PR #146, opened 2019-06-14
 DO NOT MERGE: commit to remove unit checking (branch renamed)

gidden:
new reporting requires better unit support, which will require model cleanups and pint unit registry, for now this commit changes all units to '-' (for reporting testing). FYI @khaeru

### DIFF
--- a/ixmp/reporting/computations.py
+++ b/ixmp/reporting/computations.py
@@ -23,7 +23,8 @@ xr.set_options(keep_attrs=True)
 
 
 # Calculation
-def sum(quantity, weights, dimensions):
+# TODO: should we call this weighted sum?
+def sum(quantity, weights=None, dimensions=None):
     """Sum *quantity* over *dimensions*, with optional *weights*."""
     if weights is None:
         weights, w_total = 1, 1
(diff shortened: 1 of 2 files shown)


gidden:
now built on #149 @khaeru this is the branch I'm using to do the profiling work + the upstream message_ix branch

khaeru:
I'm now confused what the status of this is. The `drop` kwargs to the computations seem like they are in #150? Which leaves only the single-line deletion of all units?

If units in `message_ix` or specific global model scenarios are causing problems, then let's:

1. add real features to `ixmp` or `message_ix` that do things like pre-substitute units in a _generalized_ way, e.g.: https://github.com/iiasa/ixmp/blob/62d9f1ae4095355e2b1bcf31cdf59d7b999e7ac3/ixmp/reporting/utils.py#L17-L20 

…and then (2) _use_ those features to handle the brokenness of units in those models and/or scenarios, e.g.:
- https://github.com/iiasa/message_ix/blob/e2b85e90b72e6c46d7fd1e3d64e4a09eaf8abd00/message_ix/reporting/__init__.py#L17-L22
- https://github.com/iiasa/message_data/blob/126591fe26356ee6d5fe1049dc5a4df543069864/reporting/data/global.yaml

I would strongly prefer this to ‘temporary’ changes in `ixmp` that might ossify and cause trouble when we later try to remove them.

gidden:
For sure this is not meant at all to make it into any non-testing branch. It was only so I could actually run the reporting on the global model.

gidden:
this is no longer needed to run reporting via our testing script, though not entirely sure why =)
* * * *
Problem description: One figure is all that is needed: the number of lines above in which the word "dimensions" appears.

Written answer: 3